*What is expected*. Return all lines in the data where the string "opened" can be found.

*Collection entries*.
================================
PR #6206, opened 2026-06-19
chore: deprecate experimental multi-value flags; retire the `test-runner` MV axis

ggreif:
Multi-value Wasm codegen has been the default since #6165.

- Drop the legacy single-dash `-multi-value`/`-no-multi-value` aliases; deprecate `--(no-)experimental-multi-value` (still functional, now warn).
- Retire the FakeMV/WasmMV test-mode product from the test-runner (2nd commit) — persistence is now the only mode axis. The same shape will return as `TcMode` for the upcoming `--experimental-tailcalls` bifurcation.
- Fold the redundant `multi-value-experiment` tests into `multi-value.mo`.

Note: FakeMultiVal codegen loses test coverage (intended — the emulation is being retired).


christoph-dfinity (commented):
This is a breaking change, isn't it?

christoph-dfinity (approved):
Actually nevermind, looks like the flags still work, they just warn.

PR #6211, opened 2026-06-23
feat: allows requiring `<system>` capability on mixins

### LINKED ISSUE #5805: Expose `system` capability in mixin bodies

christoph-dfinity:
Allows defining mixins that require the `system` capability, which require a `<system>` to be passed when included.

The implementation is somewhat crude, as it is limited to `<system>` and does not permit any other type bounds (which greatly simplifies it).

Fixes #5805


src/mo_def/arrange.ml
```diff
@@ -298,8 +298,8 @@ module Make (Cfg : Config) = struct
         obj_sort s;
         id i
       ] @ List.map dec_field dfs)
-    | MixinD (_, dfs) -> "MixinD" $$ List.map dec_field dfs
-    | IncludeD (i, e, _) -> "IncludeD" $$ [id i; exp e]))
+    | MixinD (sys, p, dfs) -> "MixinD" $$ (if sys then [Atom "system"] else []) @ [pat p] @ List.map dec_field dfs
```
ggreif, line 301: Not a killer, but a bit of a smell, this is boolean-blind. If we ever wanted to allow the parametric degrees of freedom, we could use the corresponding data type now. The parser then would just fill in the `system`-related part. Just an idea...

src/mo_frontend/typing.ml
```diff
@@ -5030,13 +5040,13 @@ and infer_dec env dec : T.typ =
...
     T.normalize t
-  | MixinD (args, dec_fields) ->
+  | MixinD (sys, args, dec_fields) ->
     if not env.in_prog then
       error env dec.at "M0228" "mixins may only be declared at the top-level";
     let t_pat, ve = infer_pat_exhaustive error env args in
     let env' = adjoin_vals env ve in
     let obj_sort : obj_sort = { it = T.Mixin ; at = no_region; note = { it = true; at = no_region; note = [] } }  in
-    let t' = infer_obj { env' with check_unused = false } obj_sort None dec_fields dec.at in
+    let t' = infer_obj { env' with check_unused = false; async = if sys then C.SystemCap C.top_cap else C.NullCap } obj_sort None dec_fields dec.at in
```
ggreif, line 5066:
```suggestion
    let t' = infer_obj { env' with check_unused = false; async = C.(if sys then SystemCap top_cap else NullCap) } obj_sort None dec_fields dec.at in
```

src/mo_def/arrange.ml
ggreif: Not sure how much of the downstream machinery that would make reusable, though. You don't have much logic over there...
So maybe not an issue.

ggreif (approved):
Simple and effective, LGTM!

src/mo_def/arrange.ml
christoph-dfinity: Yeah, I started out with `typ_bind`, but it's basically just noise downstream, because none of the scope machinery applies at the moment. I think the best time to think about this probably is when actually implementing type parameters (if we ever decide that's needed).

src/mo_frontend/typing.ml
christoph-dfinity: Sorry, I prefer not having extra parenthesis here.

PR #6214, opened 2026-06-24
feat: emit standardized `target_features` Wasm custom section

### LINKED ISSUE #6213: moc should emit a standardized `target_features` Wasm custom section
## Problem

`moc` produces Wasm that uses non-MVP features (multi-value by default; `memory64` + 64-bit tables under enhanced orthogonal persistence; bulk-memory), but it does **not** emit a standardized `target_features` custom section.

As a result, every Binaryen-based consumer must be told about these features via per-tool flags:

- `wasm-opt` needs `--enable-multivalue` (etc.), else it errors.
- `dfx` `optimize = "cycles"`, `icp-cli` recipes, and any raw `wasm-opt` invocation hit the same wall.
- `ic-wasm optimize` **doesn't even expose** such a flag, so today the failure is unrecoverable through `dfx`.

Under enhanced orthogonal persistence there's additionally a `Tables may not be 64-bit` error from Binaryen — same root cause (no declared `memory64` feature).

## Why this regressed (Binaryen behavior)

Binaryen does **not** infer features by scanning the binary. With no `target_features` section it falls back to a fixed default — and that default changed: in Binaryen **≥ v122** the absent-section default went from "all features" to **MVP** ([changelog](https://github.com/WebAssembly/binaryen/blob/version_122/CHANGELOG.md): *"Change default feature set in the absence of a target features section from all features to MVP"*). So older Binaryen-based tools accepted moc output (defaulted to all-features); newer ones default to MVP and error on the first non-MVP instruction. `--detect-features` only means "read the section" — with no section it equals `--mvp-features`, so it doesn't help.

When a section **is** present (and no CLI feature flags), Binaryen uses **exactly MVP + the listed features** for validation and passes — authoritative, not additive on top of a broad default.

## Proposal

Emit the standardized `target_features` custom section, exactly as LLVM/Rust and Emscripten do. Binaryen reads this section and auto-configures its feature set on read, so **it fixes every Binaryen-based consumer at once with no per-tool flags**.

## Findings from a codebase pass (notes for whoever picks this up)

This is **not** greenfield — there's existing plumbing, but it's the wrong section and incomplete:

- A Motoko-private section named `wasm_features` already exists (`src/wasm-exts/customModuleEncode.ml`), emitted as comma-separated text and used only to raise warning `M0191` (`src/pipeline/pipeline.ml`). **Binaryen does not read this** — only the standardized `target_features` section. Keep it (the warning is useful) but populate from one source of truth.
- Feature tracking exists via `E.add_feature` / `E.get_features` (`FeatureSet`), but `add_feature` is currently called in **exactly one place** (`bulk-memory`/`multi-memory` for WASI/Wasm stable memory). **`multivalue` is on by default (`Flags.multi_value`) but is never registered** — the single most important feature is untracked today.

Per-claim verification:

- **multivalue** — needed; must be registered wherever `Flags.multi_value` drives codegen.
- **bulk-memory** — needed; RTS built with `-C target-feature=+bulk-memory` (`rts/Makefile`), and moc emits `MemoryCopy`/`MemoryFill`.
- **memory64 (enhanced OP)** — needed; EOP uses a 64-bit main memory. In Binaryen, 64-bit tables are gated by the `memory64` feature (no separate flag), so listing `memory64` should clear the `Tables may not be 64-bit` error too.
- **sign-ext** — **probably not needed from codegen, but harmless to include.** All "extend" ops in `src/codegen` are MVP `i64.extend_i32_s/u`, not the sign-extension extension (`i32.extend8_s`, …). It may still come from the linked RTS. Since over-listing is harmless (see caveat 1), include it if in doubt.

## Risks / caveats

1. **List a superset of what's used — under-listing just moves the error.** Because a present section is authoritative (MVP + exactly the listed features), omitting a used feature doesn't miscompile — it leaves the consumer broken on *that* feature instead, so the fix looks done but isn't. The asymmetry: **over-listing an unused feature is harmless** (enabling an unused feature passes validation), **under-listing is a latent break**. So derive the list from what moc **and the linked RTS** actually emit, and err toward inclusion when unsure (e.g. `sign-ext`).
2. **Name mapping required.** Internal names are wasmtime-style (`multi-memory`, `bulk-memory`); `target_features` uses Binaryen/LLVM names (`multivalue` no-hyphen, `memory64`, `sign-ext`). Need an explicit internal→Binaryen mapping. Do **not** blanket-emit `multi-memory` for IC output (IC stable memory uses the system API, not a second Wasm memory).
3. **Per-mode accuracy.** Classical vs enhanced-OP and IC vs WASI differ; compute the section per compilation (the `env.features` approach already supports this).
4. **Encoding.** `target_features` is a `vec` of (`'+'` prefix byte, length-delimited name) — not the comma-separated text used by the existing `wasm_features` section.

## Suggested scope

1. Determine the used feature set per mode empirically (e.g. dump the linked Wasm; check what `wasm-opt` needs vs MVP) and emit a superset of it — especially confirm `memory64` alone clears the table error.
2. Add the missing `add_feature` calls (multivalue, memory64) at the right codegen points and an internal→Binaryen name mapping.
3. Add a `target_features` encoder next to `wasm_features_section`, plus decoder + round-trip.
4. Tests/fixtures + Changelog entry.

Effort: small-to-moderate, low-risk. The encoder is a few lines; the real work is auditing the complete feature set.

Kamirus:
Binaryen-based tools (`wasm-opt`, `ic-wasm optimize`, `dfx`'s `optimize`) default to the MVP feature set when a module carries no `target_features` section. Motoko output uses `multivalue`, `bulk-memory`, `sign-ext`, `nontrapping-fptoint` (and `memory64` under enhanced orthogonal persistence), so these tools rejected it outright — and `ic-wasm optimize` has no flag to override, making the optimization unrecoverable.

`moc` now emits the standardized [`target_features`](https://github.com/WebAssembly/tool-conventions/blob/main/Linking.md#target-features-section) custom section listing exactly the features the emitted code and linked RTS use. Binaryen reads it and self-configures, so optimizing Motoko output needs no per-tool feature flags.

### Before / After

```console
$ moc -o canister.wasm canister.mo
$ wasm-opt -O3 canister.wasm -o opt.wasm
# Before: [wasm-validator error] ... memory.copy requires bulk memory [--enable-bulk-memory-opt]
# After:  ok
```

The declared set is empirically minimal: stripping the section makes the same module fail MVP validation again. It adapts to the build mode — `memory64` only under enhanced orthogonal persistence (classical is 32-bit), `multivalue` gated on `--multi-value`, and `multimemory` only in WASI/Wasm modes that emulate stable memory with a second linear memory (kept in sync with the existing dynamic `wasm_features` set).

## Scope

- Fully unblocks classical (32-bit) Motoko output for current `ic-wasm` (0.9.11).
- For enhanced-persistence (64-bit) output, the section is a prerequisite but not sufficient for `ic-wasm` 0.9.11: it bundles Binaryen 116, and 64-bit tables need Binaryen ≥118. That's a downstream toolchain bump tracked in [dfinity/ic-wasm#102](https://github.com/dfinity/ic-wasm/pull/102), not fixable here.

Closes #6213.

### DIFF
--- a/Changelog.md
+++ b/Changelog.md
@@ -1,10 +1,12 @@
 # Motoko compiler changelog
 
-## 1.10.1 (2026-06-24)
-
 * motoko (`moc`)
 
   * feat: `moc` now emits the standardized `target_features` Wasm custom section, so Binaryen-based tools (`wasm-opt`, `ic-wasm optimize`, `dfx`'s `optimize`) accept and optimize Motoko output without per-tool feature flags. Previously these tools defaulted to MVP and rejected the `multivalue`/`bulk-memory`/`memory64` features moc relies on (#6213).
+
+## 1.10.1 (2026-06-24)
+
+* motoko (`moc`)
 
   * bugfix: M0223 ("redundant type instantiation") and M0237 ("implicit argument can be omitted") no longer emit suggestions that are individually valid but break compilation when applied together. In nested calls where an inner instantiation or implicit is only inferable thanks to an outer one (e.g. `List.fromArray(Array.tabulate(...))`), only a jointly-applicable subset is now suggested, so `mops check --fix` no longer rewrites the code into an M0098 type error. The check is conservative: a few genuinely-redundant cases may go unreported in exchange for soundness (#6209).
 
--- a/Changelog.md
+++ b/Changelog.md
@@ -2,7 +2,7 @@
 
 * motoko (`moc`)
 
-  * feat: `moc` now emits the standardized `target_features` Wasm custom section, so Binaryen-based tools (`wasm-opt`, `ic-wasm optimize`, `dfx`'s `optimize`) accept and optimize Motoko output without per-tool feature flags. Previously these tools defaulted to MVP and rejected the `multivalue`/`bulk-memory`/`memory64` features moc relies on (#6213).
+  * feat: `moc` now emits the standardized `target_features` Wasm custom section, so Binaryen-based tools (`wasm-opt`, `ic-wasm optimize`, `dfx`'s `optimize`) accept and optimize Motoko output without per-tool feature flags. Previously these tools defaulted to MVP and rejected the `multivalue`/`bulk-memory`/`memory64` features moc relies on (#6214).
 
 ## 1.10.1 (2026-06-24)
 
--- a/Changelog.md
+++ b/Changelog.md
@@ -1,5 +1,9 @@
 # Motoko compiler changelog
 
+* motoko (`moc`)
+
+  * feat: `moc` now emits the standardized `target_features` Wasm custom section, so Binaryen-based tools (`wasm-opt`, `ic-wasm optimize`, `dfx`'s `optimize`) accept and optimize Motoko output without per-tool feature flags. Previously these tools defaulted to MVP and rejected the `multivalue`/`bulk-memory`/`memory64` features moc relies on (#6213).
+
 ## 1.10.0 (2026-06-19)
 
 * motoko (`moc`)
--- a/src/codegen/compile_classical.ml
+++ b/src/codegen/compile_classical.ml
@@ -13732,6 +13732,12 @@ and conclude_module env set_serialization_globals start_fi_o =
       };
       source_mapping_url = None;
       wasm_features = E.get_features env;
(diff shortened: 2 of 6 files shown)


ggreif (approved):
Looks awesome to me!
================================
*Task output*.
PR #6206, opened 2026-06-19
PR #6211, opened 2026-06-23
PR #6214, opened 2026-06-24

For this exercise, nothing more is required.